Given records Start Marker
PR #31, opened 2023-05-31
[#4] [API] As a user, I can access some JSON data

### LINKED ISSUE #4: [API] As a user, I can access some JSON data
## Why

Set up JSON endpoint for the APIs

## Acceptance Criteria

- Create new API module
- Create endpoint `GET` `/keywords`
    - Endpoint returns JSON with `JSONAPI`
```
[
		{
			"id": "1",
			"type": "keyword",
			"attributes": {
				"name": "First keyword"
			}
		},
		{
			"id": "1",
			"type": "keyword",
			"attributes": {
				"name": "Second keyword"
			}
		}
	]
```

blyscuit:
- Close #4 

## What happened 👀

Add API endpoint returning JSONAPI. 

## Insight 📝

- Add `jsonapi-serializer`.
- Add sample controller `KeywordController`.
- Coverage now working correctly by following the one line change from this article https://medium.com/geekculture/how-to-fix-inaccurate-test-coverage-outputs-from-simplecov-f4db553e7bee.

## Proof Of Work 📹

Screen Shot 2023-06-01 at 16 11 30

### DIFF
--- a/app/controllers/api/v1/application_controller.rb
+++ b/app/controllers/api/v1/application_controller.rb
@@ -1,0 +1,8 @@
+# frozen_string_literal: true
+
+module Api
+  module V1
+    class ApplicationController < ActionController::API
+    end
+  end
+end
--- a/app/controllers/api/v1/application_controller.rb
+++ b/app/controllers/api/v1/application_controller.rb
@@ -2,7 +2,6 @@
 
 module Api
   module V1
-    class ApplicationController < ActionController::API
-    end
+    class ApplicationController < ActionController::API; end
   end
 end
--- a/app/controllers/api/v1/keywords_controller.rb
+++ b/app/controllers/api/v1/keywords_controller.rb
@@ -4,7 +4,9 @@ module Api
   module V1
     class KeywordsController < ApplicationController
       def index
-        render json: KeywordSerializer.new(Keyword.new(1, 'Hello')).serializable_hash.to_json
+        keywords = [Keyword.new(1, 'First keyword'), Keyword.new(1, 'Second keyword')]
+
+        render json: KeywordSerializer.new(keywords).serializable_hash.to_json
       end
     end
   end
--- a/app/controllers/api/v1/keywords_controller.rb
+++ b/app/controllers/api/v1/keywords_controller.rb
@@ -1,0 +1,14 @@
+# frozen_string_literal: true
+
+module Api
+  module V1
+    class KeywordsController < ApplicationController
+      def index
+        keyword = Keyword.new
+        keyword.id = 1
+        keyword.name = "Hello"
+        render json: KeywordSerializer.new(keyword).serializable_hash.to_json
+      end
+    end
+  end
+end
--- a/app/controllers/api/v1/keywords_controller.rb
+++ b/app/controllers/api/v1/keywords_controller.rb
@@ -4,12 +4,8 @@ module Api
   module V1
     class KeywordsController < ApplicationController
       def index
-        first_keyword = Keyword.new
-        first_keyword.id = 1
-        first_keyword.name = 'First keyword'
-        second_keyword = Keyword.new
-        second_keyword.id = 2
-        second_keyword.name = 'Second keyword'
+        first_keyword = Keyword.new({ id: 1, name: 'First keyword' })
+        second_keyword = Keyword.new({ id: 2, name: 'Second keyword' })
 
         render json: KeywordSerializer.new([first_keyword, second_keyword]).serializable_hash.to_json
       end
--- a/app/controllers/api/v1/keywords_controller.rb
+++ b/app/controllers/api/v1/keywords_controller.rb
@@ -4,10 +4,7 @@ module Api
   module V1
     class KeywordsController < ApplicationController
       def index
-        keyword = Keyword.new
-        keyword.id = 1
-        keyword.name = 'Hello'
-        render json: KeywordSerializer.new(keyword).serializable_hash.to_json
+        render json: KeywordSerializer.new(Keyword.new(1, 'Hello')).serializable_hash.to_json
       end
     end
   end
--- a/app/controllers/api/v1/keywords_controller.rb
+++ b/app/controllers/api/v1/keywords_controller.rb
@@ -6,7 +6,7 @@ module Api
       def index
         keyword = Keyword.new
         keyword.id = 1
-        keyword.name = "Hello"
+        keyword.name = 'Hello'
         render json: KeywordSerializer.new(keyword).serializable_hash.to_json
       end
     end
--- a/app/controllers/api/v1/keywords_controller.rb
+++ b/app/controllers/api/v1/keywords_controller.rb
@@ -4,9 +4,14 @@ module Api
   module V1
     class KeywordsController < ApplicationController
       def index
-        keywords = [Keyword.new(1, 'First keyword'), Keyword.new(1, 'Second keyword')]
+        first_keyword = Keyword.new
+        first_keyword.id = 1
+        first_keyword.name = 'First keyword'
+        second_keyword = Keyword.new
+        second_keyword.id = 2
+        second_keyword.name = 'Second keyword'
 
-        render json: KeywordSerializer.new(keywords).serializable_hash.to_json
+        render json: KeywordSerializer.new([first_keyword, second_keyword]).serializable_hash.to_json
       end
     end
   end
--- a/app/models/keyword.rb
+++ b/app/models/keyword.rb
@@ -1,5 +1,10 @@
 # frozen_string_literal: true
 
 class Keyword
-  attr_accessor :id, :name
+  attr_reader :id, :name
+
+  def initialize(id, name)
+    @id = id
+    @name = name
+  end
 end
--- a/app/models/keyword.rb
+++ b/app/models/keyword.rb
@@ -1,5 +1,5 @@
 # frozen_string_literal: true
 
-class Keyword 
+class Keyword
   attr_accessor :id, :name
 end
--- a/app/models/keyword.rb
+++ b/app/models/keyword.rb
@@ -1,5 +1,7 @@
 # frozen_string_literal: true
 
 class Keyword
+  include ActiveModel::API
+
   attr_accessor :id, :name
 end
--- a/app/models/keyword.rb
+++ b/app/models/keyword.rb
@@ -1,0 +1,5 @@
+# frozen_string_literal: true
+
+class Keyword 
+  attr_accessor :id, :name
+end
--- a/app/models/keyword.rb
+++ b/app/models/keyword.rb
@@ -1,10 +1,5 @@
 # frozen_string_literal: true
 
 class Keyword
-  attr_reader :id, :name
-
-  def initialize(id, name)
-    @id = id
-    @name = name
-  end
+  attr_accessor :id, :name
 end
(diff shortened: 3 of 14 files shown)


app/controllers/api/v1/keywords_controller.rb
```diff
@@ -0,0 +1,14 @@
+# frozen_string_literal: true
+
+module Api
+  module V1
+    class KeywordsController < ApplicationController
+      def index
+        keyword = Keyword.new
+        keyword.id = 1
+        keyword.name = 'Hello'
```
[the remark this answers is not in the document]
blyscuit: This will be removed later so can ignore.

spec/models/keyword_spec.rb
```diff
@@ -0,0 +1,13 @@
+# frozen_string_literal: true
+
+require 'rails_helper'
+
+RSpec.describe Keyword, type: :model do
+  describe 'Init' do
+    let(:keyword) { Fabricate(:keyword) }
```
byhbt:
```suggestion
```

Same with the comment here: https://github.com/blyscuit/rails-ic/pull/32/files#r1217354441

spec/requests/api/v1/keywords_controller_spec.rb
```diff
@@ -0,0 +1,20 @@
...
+
+RSpec.describe Api::V1::KeywordsController, type: :controller do
+  describe 'GET#index' do
+    it 'returns expected status' do
+      get :index
+
+      expect(response).to have_http_status(:success)
+    end
+
+    it 'returns response with valid keyword' do
```
byhbt: We can use different verb to make the sentence more concise.

```suggestion
    it 'responds the valid keyword' do
```

app/controllers/api/v1/application_controller.rb
```diff
@@ -0,0 +1,8 @@
+# frozen_string_literal: true
+
+module Api
+  module V1
+    class ApplicationController < ActionController::API
+    end
```
malparty:
```suggestion
    class ApplicationController < ActionController::API; end
```

Since ruby 3 we can inline empty classes :) it doesn't change much, but just to let you know about it

app/controllers/api/v1/keywords_controller.rb
```diff
@@ -0,0 +1,11 @@
+# frozen_string_literal: true
+
+module Api
+  module V1
+    class KeywordsController < ApplicationController
+      def index
+        render json: KeywordSerializer.new(Keyword.new(1, 'Hello')).serializable_hash.to_json
```
malparty: As this is an `index` action, should we implement the right format directly? 
If yes, we can just serialize a list of keywords:

```suggestion
        keywords = [Keyword.new(1, 'First keyword'), Keyword.new(1, 'Second keyword')]
        
        render json: KeywordSerializer.new(keywords).serializable_hash.to_json
```

malparty: Another option is to use the `show` action for this story, and to keep single item serialization ;-)

app/models/keyword.rb
```diff
@@ -0,0 +1,10 @@
+# frozen_string_literal: true
+
+class Keyword
+  attr_reader :id, :name
+
+  def initialize(id, name)
+    @id = id
+    @name = name
+  end
```
malparty:
```suggestion
  attr_accessor :id, :name
```

Does it work with just `attr_accessor`? (i.e. getter and setter)

config/environments/test.rb
```diff
@@ -14,7 +14,7 @@
   # Eager loading loads your whole application. When running a single test locally,
   # this probably isn't necessary. It's a good idea to do in a continuous integration
   # system, or in some way before deploying your code.
-  config.eager_load = ENV["CI"].present?
+  config.eager_load = false
```
malparty: Can you provide more insight why this change?

In general, we prefer to keep `ENV["CI"].present?` because:
- In local test run, we want tests to run as fast as possible, so not loading the whole code of the application allow to only load what the tests required and run faster
- In CI, we generally run the whole test suite, so there is no time gained by using lazy loading. However, using `eager loading` will ensure to raise an error/exception in case a part of the code is corrupted (even if there is no test running on that part of the code). So it allow to identify an error BEFORE the error is raised in the staging/production environment 🙌 

For that reason, if you had an issue with this, we might want to fix the issue and keep eager loading for CI 🤔 (did you add a `CI` env variable in your GitHub action env variables?)

spec/fabricators/keyword_fabricator.rb
```diff
@@ -0,0 +1,5 @@
+# frozen_string_literal: true
+
+Fabricator(:keyword) do
+  on_init { init_with(FFaker::Identification.ssn, FFaker::FreedomIpsum.word) }
```
malparty:
```suggestion
  id { init_with(FFaker::Identification.ssn }
  name { FFaker::FreedomIpsum.word) }
```

If you use the attr_accessor as suggested above, then you can use a simpler and more explicit Fabricator ;-)

spec/models/keyword_spec.rb
```diff
@@ -0,0 +1,13 @@
...
+
+    it 'has name' do
+      expect(keyword.name).not_to be_nil
+    end
```
malparty: I would not recommend testing the attributes of an object.
The main reason is that attributes are a mean to achieve something, but they are not an end. 
It is a bit similar for the "model associations", we could write beautiful tests to assert the one-to-many or many-to-many associations between models, but the tests would be similar to the code in the model (see [Tautological Tests](https://randycoulman.com/blog/2016/12/20/tautological-tests/)), so it is better to have tests that focus on the logic and that relies on these associations to test some business logic.


In case you really want to test it, I would recommend going 1 step further to be closer to testing business logic:

```suggestion
    it 'exposes its name' do
      keyword = Fabricate(:keyword, name: 'A keyword name')
      
      expect(keyword.name).to eq('A keyword name')
    end
```

but again, my opinion is that it is not needed 😇

malparty (changes requested):

app/models/keyword.rb
blyscuit: It works with `attr_accessor` but lint catches this because we are not setting the values, so `attr_reader` to limit the write access to these values sound better for me.

spec/fabricators/keyword_fabricator.rb
blyscuit: I prefer to keep using `attr_reader` for this to satisfy the line, I can come back to look at this if this model requires change to `attr_accessor` 🙏

spec/models/keyword_spec.rb
blyscuit: I agree with you, this test is redundant of the init functionality of the object but I would like to keep it here so that the `keyword` model has some test that I can build on in the future features. I think of it as a starting point for other tests for this model.

Taking you suggestion, I will update the test to not use Fabricator for the `expose` test, as we are testing the `init` function and also the `read` permission.

spec/models/keyword_spec.rb
blyscuit: Thank you very much, it seems I updated this in the wrong PR.

app/controllers/api/v1/keywords_controller.rb
blyscuit: Sounds good, we can have it in the future-correct format. I will update the story.

config/environments/test.rb
blyscuit: Thank you for the detail explanation. I think I found some weird issues when using eager load on GH Actions but now it is resolved. Reverting this code back. 🙏

app/models/keyword.rb
malparty: Lint is here to help us pay attention to the right things. But it is not here to lower the quality of the code or to make Fabricator more complex than what they should be 😇 

`keywords` aims to be an ActiveRecord model in the future. To have the least need for changes, `attr_accessor` will be used by the active record and therefore the way all other libraries are optimized (e.g. Fabrication).

While it's `working` with attr_reader and an initializer, it makes tests less standard and it will require you to refactor the code more later. That's the reason why I recommend using `attr_accessor` in this case.

spec/models/keyword_spec.rb
malparty: Ok. 

Small note: `read permission` => It's usually called `visibility` (attributes visibility, method visibility, ... Either public, protected or private).

Let's keep `permission` for requests params and authorization ;-)

db/schema.rb
malparty, line 1: Before merging this PR, please remove this change 🙏 

The schema file is autogenerated, but its changes must always reflect the DB migrations added in the same PR. These changes come from another PR. 😇

spec/requests/api/v1/keywords_controller_spec.rb
```diff
@@ -0,0 +1,21 @@
+# frozen_string_literal: true
+
+require 'rails_helper'
+
+RSpec.describe Api::V1::KeywordsController, type: :controller do
+  describe 'GET#index' do
+    it 'returns expected status' do
```
```suggestion
    it 'returns the success status' do
```

spec/requests/api/v1/keywords_controller_spec.rb
```diff
@@ -0,0 +1,21 @@
...
+      get :index
+
+      expect(response).to have_http_status(:success)
+    end
+
+    it 'responds the valid keywords' do
```
```suggestion
    it 'returns the valid keywords' do
```

(for consistency with the previous test — both information come from the `response` object ;) )

malparty (approved):
Approved ahead with some small need for changes (mainly the schema file to rollback).

While I recommend using attr_accessor, it's not a blocker either and future refactoring might help better understand the way other libraries optimize for the `ActiveModel` code structure. So all good with this! :)

db/schema.rb
blyscuit: Good catch.

app/models/keyword.rb
blyscuit: I see, thank you for the insight, I will update this model to `attr_accessor` to be future proof.

byhbt (approved):

app/models/keyword.rb
```diff
@@ -0,0 +1,5 @@
+# frozen_string_literal: true
+
+class Keyword
+  attr_accessor :id, :name
```
malparty, line 6:
```suggestion
  include ActiveModel::Model

  attr_accessor :id, :name
```

Magic happens when you include `include ActiveModel::Model` 🚀 

You can then use it this way in the controller:

```
      def index
        first_keyword = Keyword.new({ id: 1, name: 'Test' })
        second_keyword = Keyword.new({ id: 2, name: 'Test' })
```

malparty: Recommended reading about this: https://guides.rubyonrails.org/active_model_basics.html

blyscuit: How do we decide between `ActiveModel::API` and `ActiveModel::Model`? From my understanding, Rail 7 forward, `ActiveModel::API` is preferred?

malparty: It seems like currently they have the exact same behavior as ActiveModel includes ActiveAPI. But in the future, ActiveModel should have more "ActiveRecord like" features, while ActiveAPI aims to stay minimalist and focused on the View helpers (i.e. not including DB related helpers).

In this case, both are fine as in the future PR we will replace this `include ActiveModel/API` with a full ActiveReccord inheritance. ;-)

malparty (approved):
Given records End Marker
Report all lines in the listing above that contain the word "ActiveRecord".

`keywords` aims to be an ActiveRecord model in the future. To have the least need for changes, `attr_accessor` will be used by the active record and therefore the way all other libraries are optimized (e.g. Fabrication).
malparty: It seems like currently they have the exact same behavior as ActiveModel includes ActiveAPI. But in the future, ActiveModel should have more "ActiveRecord like" features, while ActiveAPI aims to stay minimalist and focused on the View helpers (i.e. not including DB related helpers).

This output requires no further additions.